PROMPT — Please find the lines in the entries below that contain the word "versions", and copy each one.

── INFORMATION SHOWN ──

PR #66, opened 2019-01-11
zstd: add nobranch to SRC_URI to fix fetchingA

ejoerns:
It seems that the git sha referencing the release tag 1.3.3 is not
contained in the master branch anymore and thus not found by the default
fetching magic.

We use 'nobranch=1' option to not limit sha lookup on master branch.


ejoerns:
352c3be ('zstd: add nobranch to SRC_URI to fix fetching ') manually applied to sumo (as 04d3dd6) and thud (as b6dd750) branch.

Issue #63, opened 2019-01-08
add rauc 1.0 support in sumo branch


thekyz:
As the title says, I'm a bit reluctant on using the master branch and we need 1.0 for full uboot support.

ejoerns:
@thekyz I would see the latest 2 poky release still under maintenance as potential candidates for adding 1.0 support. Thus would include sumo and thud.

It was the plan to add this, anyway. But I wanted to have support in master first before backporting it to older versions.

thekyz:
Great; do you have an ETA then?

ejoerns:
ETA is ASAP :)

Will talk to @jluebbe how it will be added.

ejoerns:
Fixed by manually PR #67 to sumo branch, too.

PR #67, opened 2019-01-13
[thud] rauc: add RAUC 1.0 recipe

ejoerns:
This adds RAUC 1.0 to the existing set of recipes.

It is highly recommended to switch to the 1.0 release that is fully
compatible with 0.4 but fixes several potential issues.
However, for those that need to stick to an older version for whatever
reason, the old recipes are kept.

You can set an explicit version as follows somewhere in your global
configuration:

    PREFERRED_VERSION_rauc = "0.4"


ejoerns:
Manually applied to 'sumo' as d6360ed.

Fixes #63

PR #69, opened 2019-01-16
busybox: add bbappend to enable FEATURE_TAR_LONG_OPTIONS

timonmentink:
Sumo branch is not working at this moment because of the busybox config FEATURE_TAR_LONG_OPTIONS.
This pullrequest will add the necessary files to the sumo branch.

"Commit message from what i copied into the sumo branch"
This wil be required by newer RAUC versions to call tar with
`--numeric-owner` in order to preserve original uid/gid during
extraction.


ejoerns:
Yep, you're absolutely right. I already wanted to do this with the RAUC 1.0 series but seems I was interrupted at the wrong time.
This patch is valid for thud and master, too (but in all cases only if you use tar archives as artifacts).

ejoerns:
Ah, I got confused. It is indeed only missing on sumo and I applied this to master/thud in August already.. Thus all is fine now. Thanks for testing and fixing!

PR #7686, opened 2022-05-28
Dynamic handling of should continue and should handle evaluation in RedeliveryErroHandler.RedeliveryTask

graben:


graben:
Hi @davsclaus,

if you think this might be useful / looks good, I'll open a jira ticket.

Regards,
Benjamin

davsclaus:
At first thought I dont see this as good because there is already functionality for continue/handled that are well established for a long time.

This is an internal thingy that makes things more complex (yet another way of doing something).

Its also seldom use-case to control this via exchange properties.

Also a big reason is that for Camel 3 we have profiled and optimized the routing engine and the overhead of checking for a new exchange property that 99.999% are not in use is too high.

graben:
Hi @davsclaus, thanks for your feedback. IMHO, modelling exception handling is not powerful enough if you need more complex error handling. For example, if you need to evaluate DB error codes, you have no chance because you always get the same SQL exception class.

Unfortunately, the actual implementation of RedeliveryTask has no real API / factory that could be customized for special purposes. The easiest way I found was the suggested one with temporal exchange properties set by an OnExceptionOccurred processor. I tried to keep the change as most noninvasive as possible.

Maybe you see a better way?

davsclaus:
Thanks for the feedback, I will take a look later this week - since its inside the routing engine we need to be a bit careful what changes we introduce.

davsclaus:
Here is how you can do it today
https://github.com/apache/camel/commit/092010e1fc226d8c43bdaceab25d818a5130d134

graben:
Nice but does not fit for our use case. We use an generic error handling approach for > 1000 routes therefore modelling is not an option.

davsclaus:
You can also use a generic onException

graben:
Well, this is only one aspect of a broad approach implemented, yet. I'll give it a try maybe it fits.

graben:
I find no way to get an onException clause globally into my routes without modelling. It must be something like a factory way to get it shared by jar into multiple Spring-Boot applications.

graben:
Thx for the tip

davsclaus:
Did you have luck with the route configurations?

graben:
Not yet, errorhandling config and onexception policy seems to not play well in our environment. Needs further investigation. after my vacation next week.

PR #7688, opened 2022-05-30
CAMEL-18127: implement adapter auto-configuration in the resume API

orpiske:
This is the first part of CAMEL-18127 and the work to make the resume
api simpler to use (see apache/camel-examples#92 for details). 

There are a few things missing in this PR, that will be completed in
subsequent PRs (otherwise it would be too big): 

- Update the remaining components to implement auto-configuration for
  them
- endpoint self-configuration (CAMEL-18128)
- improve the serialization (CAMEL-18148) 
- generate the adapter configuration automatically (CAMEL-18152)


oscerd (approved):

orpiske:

───

SOLUTION —
It was the plan to add this, anyway. But I wanted to have support in master first before backporting it to older versions.
This wil be required by newer RAUC versions to call tar with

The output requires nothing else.